Le premier ministre hongrois Viktor Orban, le 21 juin à Budapest. / Szilard Koszticsak / AP

La Commission européenne a été critiquée, ces derniers mois, pour avoir eu la main plus lourde avec Varsovie qu’avec Budapest, après qu’elle a décidé, en décembre 2017, de recommander le déclenchement de l’article 7 des traités de l’Union européenne (UE) contre le gouvernement polonais, censé sanctionner des manquements à l’Etat de droit.

Jeudi 19 juillet, Bruxelles s’est un peu rattrapée en annonçant coup sur coup, contre la Hongrie, un recours devant la Cour de justice de l’UE (CJUE), au Luxembourg, et l’envoi d’une lettre de mise en demeure. Dans son viseur : la politique antimigrants mise en œuvre depuis 2015 par le premier ministre, Viktor Orban, un des chantres européens de l’illibéralisme.

La Commission entend d’abord contester devant la CJUE la législation hongroise en matière d’asile, jugée non conforme au droit européen (directives sur les procédures d’asile, sur le retour des migrants, et relative aux conditions d’accueil).

Il s’agit de la dernière étape d’une procédure d’infraction lancée en décembre 2015. A l’époque, déjà, Bruxelles relevait les difficultés des migrants déboutés du droit d’asile en Hongrie à exercer leur droit à un recours effectif, ainsi qu’à accéder à un tribunal impartial.

La Hongrie s’est notoirement opposée, ces dernières années, à l’accueil des migrants, de même qu’à la répartition des demandeurs d’asile partout en Europe afin de soulager l’Italie et la Grèce, pays de première entrée de ces personnes dans l’Union. Budapest avait même contesté ces « relocalisations » devant la CJUE qui lui a donné tort en septembre 2017 (ainsi qu’à la Slovaquie, associée au recours hongrois).

Deux mois pour répondre

Jeudi, la Commission a aussi confirmé avoir envoyé une lettre de mise en demeure à la Hongrie, concernant une nouvelle législation, effective le 1er juillet, baptisée « Stop Soros », en référence au financier d’origine hongroise George Soros, devenu la bête noire de M. Orban. Elle érige en infractions pénales l’assistance offerte par les ONG ou des particuliers aux demandes d’asile et de séjour.

Par ailleurs, ce paquet législatif, associé à une modification constitutionnelle, conduit à limiter le droit d’asile « aux seules personnes qui arrivent en Hongrie directement depuis un lieu où leur vie ou leur liberté sont menacées », explique la Commission, qui y voit des manquements « aux obligations qui incombent [à la Hongrie] en vertu des traités de l’Union, de la législation de l’Union et de la Charte des droits fondamentaux de l’Union européenne ».

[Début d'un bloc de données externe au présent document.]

PR #885, opened 2026-08-30
fix(kubernetes): stamp job-name/controller-uid labels on Job pods (#874)

NitinKumar004:
## Summary

Job Pods created by the in-memory Kubernetes reconciler were missing the standard Job-controller identity labels that real clusters stamp on every Job Pod. This is the residual item from #874 (the `creationTimestamp`/`resourceVersion` nits were already handled in `buildControllerPod`).

Each Job Pod now carries the four real upstream labels:

- `batch.kubernetes.io/job-name` = Job `metadata.name` (GA since k8s 1.27)
- `job-name` = Job name (legacy alias)
- `batch.kubernetes.io/controller-uid` = Job `metadata.uid`
- `controller-uid` = Job UID (legacy alias)

## Placement

The labels are stamped in `reconcileJob`'s top-up loop, immediately after `buildControllerPod`, **not** inside `buildControllerPod` itself. `buildControllerPod` is shared by ReplicaSet/StatefulSet/DaemonSet reconciliation — stamping Job labels there would wrongly label their Pods. Values come straight from the Job object at the call site: `obj.GetName()` and `owner.UID` (= `obj.GetUID()`, already populated on create and relied on by `podsOwnedByLocked`). Label keys are small named constants.

## Blast radius: none (additive)

- Job Pod ownership is by `ownerReferences` UID (`podsOwnedByLocked`), not label selector — added labels cannot affect which Pods a Job reconciles.
- Endpoints only match `PodRunning`; Job Pods are driven to `PodSucceeded`, so they never enter Endpoints regardless of labels.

Budapest a deux mois pour répondre à Bruxelles. Si la réponse n’est pas satisfaisante, la procédure d’infraction suivra son cours et pourra conduire, là aussi, à un recours devant la Cour de Luxembourg. Ces procédures prennent des années, mais prouvent la détermination de Bruxelles : « La Commission a envoyé un message clair et sans ambiguïtés, selon lequel les politiques hongroises xénophobes ne peuvent pas être tolérées », s’est félicitée Iverna McGowan, directrice du bureau européen d’Amnesty International.

Ces procédures pourraient compliquer les rapports de M. Orban avec le Parti populaire européen (PPE), la grande famille des droites conservatrices européennes, qui, jusqu’à présent, ferme les yeux sur ses agissements. Certains de ses dirigeants n’ont-ils pas récemment assuré que leur « ligne rouge » concernant le premier ministre hongrois, constituait son respect des décisions en dernière instance de la CJUE ?

En attendant, la Commission semble bien isolée. Car M. Orban a largement réussi à imposer sa feuille de route antimigrants au Conseil européen. Les propositions de la présidence actuelle de l’Union, l’Autriche, de ne plus envisager la migration que sous l’angle sécuritaire n’y choquent plus beaucoup de capitales.